┌─ Provided entries

Issue #1229, opened 2023-07-10
Ability to pop out video tiles ("picture-in-picture")


SimonBrandner:
One request that we've been getting recently is a way to activate the browser's [picture-in-picture functionality](https://developer.mozilla.org/en-US/docs/Web/API/Picture-in-Picture_API) from within Element Call.

Yet to be discovered:
- What are the use cases for this?
- Would we rather provide a feature that lets you pop out a specific tile only, or one that creates a window always highlighting the active speaker?
- On the implementation side: how does this interact with LiveKit automatically unsubscribing from video streams that are off screen?
- Is this worth implementing given that Firefox doesn't yet support the relevant APIs?
- Design (potential for integrating it with the drag-and-drop interaction, such that you could literally drag a tile and drop it outside the window to pop it out, much like a browser tab? or do we need something less surprising like a button)

robintown:
I've elaborated on this ticket based on what I believe the title was referring to

bblacher:
I'd love to have the ability to pop out specific screen shares. This would mean that one can watch two screen shares at the same time. (This ability should be in element desktop as well)
I think discord does a great job at this.

theraspb3rry:
Yep! Agreed with @bblacher. My friends and I often have multiple screen shares going at the same time and one of the things you can do on discord is pop out the entire video section and also tile all the video and screen share streams. Even if its a hidden feature enabled in the settings this would be ok for our use case.

Use-cases:
- Multiple views of people playing the same game (we play Escape From Tarkov which this situation comes up often)
- People working on a common goal such as programming or debugging an issue live
- Casually watching a whole bunch of friends play different games
- cause you can

I'd imagine it work similar to discord in a way, create a new window and either select unique streams or show all video streams. I think the "double click" to expand UX in discords window is very intuitive in general (not really specific to this issue), but getting it to only show what you want can be a little annoying. I can further elaborate with pictures and more detailed instructions if its helpful.

rriemann:
I think Zoom has it and the picture stays on top of other applications. That's what people know from Webex and Teams. So for feature parity in corporate settings, very relevant in my view.

Super helpful when multi tasking during a call.

Issue #120, opened 2021-11-23
Picture in Picture


jakewb-b:
- As a user in a video call
- I want to see a small display of the speaker when another tab/window/app is active
- So that I can still see who is speaking, see facial expressions, and see any shared screen

The PiP should show the active speaker, or the shared screen if there is a shared screen.

Ideally, the PiP would also offer access to key interactions: enable/disable camera, mute/unmute and end call

SimonBrandner:
I am not sure if this is even possible within the browser

SimonBrandner:
I guess we could make a video element and assign the stream of the speaker every time it changes but I have doubts it will be possible to add a button to the PiP view

Destinyg133:
It should be possible to turn it off somehow so its not in the way

joshua-martius:
Currently the disablePictureInPicture flag is set on the videostream. 

I tested removing the flag locally and I could PiP my 1:1 videocall flawlessly. 

It would be great if that flag could get removed per default, or at least have it saved dynamically based on user preferences.

joshua-martius:
Update: 
I came up with this 
https://gist.github.com/joshua-martius/5b9c80ff09e9f9895681988f8a55ea8b
and Im now injecting it into my element call session. Works like a charm!

daniellekirkwood:
Hiya, thanks for the feedback and comments on this ticket. We have a Pip in the product and so the original purpose of this issue has been met, I'm going to close it. 

Looks like there are other enhancements that you'd like, feel free to open those as issues if they're still a problem for you and we'll take it into consideration

PR #3781, opened 2026-03-08
Allow user to control whether Picture In Picture is enabled or disabled

### LINKED ISSUE #1545: Picture-in-picture button shown on video preview in Firefox
### Steps to reproduce

1. I can't think of a reason to allow the preview webcam feed to be displayed in the picture in picture mode

#### What happened instead?

On Firefox it adds some UI overlay that looks misplaced

Screenshot 2023-09-20 at 10 18 53

### Operating system

_No response_

### Browser information

_No response_

### URL for webapp

_No response_

### Will you send logs?

Yes

beef331:
I realize #1229 has a lot of questions unanswered by this PR, but this is a very functional feature in my testing.

Fixes #1545 #1229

└─

Once you have counted the lines above that contain "relevant", give that number alone.

• _Solution to this problem_:
2